* **PROBLEM TO WORK ON**
Retype all of the data exactly as given.

___ THE DATA ___

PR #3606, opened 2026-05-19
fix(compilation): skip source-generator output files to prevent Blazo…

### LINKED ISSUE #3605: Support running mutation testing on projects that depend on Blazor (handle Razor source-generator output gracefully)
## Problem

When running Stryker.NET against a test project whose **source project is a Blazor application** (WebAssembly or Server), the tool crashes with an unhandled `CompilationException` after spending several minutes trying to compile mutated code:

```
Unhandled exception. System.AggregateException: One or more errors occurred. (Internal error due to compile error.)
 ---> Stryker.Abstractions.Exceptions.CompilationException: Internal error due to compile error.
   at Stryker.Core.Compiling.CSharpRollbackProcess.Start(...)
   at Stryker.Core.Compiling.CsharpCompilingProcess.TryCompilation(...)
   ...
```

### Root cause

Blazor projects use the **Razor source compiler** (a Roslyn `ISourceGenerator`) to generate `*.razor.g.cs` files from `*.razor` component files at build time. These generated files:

___

* **RESPONSE TO THE EXERCISE**
PR #3606, opened 2026-05-19
fix(compilation): skip source-generator output files to prevent Blazo…

### LINKED ISSUE #3605: Support running mutation testing on projects that depend on Blazor (handle Razor source-generator output gracefully)
## Problem

When running Stryker.NET against a test project whose **source project is a Blazor application** (WebAssembly or Server), the tool crashes with an unhandled `CompilationException` after spending several minutes trying to compile mutated code:

```
Unhandled exception. System.AggregateException: One or more errors occurred. (Internal error due to compile error.)
 ---> Stryker.Abstractions.Exceptions.CompilationException: Internal error due to compile error.
   at Stryker.Core.Compiling.CSharpRollbackProcess.Start(...)
   at Stryker.Core.Compiling.CsharpCompilingProcess.TryCompilation(...)
   ...
```

### Root cause

Blazor projects use the **Razor source compiler** (a Roslyn `ISourceGenerator`) to generate `*.razor.g.cs` files from `*.razor` component files at build time. These generated files:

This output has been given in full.